((

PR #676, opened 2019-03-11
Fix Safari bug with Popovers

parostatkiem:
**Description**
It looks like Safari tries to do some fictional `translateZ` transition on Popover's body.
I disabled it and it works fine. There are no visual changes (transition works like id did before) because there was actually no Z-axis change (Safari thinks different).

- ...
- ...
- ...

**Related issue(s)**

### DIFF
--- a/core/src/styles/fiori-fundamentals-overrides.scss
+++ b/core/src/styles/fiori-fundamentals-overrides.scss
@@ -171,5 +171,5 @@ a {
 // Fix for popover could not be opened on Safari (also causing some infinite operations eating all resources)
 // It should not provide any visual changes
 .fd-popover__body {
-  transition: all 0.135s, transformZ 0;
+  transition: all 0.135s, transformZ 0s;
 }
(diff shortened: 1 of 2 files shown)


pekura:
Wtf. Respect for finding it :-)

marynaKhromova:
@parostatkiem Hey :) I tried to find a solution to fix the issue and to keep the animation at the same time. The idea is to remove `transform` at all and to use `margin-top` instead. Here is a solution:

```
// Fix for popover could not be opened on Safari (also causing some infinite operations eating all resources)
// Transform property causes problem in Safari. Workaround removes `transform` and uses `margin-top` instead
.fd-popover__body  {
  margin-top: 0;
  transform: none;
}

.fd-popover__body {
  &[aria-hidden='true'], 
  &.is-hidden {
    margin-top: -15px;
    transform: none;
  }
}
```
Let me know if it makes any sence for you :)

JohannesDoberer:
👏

))
((

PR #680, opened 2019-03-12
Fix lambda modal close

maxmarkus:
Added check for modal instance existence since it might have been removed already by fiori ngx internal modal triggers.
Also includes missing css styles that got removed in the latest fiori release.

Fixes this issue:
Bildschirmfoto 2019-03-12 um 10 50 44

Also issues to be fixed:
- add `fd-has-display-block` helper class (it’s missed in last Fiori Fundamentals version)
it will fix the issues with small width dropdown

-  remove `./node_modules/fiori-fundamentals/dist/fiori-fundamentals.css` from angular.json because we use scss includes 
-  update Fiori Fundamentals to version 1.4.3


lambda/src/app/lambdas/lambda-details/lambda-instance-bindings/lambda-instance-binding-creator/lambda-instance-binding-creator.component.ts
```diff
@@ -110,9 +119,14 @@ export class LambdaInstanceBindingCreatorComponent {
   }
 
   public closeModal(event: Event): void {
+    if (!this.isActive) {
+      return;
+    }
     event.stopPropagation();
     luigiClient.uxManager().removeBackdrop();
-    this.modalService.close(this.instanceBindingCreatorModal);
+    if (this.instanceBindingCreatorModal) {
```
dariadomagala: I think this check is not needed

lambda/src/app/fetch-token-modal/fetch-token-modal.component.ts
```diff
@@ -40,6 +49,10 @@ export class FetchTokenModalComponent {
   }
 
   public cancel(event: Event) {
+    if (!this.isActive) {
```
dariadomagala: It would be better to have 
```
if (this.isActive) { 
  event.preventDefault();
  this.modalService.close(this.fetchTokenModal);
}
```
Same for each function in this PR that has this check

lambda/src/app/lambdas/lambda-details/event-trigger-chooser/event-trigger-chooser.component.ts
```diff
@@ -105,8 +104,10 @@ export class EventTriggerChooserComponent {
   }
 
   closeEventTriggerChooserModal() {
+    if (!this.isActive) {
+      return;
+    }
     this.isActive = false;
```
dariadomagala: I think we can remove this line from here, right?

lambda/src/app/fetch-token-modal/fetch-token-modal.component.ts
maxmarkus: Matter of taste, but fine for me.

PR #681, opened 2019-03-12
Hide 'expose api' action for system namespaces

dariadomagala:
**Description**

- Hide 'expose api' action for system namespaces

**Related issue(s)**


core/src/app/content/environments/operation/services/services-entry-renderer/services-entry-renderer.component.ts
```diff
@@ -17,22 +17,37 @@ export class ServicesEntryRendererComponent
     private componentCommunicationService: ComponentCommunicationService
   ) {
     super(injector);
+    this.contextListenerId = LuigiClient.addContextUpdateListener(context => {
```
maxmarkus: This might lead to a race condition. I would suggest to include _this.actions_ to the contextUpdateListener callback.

))
((

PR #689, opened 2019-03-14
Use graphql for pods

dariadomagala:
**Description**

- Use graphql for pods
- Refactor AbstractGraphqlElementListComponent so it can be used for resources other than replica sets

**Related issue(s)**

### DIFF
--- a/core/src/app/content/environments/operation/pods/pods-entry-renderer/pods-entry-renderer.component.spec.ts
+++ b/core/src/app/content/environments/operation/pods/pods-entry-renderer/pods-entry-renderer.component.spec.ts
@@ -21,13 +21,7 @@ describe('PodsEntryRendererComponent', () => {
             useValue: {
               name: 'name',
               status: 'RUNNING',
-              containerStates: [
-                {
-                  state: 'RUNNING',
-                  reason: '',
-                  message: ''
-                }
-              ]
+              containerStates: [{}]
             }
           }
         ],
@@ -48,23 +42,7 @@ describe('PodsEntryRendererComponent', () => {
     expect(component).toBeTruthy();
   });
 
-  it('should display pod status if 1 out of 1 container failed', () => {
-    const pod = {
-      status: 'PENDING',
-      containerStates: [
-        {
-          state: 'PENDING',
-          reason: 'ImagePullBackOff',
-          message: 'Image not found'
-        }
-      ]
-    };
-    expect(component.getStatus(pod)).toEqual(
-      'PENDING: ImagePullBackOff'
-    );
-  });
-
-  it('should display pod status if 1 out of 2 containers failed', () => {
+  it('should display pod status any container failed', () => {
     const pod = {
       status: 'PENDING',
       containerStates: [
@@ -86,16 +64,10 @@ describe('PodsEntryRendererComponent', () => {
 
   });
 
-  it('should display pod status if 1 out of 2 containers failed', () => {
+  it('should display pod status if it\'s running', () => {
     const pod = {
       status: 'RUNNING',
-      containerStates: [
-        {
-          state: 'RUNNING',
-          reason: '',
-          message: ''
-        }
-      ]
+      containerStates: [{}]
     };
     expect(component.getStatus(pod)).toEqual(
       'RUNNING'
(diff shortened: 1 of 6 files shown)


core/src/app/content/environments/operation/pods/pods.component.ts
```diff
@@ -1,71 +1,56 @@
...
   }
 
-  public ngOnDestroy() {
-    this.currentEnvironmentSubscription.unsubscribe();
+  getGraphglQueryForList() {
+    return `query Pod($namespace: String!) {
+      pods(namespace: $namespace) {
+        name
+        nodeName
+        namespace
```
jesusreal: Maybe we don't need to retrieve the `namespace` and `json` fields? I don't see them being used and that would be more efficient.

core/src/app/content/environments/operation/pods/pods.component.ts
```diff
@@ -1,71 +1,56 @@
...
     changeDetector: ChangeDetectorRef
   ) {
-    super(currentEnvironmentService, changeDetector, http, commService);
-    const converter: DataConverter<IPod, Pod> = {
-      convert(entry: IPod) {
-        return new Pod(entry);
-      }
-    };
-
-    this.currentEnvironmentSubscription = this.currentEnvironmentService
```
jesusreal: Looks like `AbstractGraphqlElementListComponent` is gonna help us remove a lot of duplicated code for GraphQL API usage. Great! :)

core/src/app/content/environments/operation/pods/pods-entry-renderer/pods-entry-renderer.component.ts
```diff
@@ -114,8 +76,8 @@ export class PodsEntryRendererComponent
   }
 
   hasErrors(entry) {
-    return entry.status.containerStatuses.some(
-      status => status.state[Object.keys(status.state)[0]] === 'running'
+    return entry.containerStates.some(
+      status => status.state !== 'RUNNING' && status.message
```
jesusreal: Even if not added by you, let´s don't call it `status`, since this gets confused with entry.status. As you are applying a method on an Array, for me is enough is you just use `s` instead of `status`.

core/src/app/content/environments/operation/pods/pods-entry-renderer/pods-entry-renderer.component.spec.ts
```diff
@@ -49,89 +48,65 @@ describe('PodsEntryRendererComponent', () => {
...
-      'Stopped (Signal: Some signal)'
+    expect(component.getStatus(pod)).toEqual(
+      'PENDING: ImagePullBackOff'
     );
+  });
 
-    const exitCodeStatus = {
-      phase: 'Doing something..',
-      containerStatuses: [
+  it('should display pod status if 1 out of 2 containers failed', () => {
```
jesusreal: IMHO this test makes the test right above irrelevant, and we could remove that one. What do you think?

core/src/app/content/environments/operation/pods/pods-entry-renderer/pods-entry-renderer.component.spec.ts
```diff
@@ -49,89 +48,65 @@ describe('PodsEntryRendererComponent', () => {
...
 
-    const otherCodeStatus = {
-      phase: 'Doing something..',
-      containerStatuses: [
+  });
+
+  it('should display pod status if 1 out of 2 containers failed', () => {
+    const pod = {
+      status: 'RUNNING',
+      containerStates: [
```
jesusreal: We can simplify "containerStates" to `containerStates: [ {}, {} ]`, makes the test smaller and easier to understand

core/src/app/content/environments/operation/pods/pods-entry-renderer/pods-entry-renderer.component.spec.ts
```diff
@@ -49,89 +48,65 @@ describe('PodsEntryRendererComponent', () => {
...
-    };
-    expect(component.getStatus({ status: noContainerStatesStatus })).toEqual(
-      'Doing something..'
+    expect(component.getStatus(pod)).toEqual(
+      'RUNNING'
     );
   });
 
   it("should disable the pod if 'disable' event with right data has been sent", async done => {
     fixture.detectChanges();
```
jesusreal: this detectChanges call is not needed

))

== TASK INSTRUCTIONS ==
A single figure answers this: how many lines of the material hold "transformZ".

== TASK SOLUTION ==
2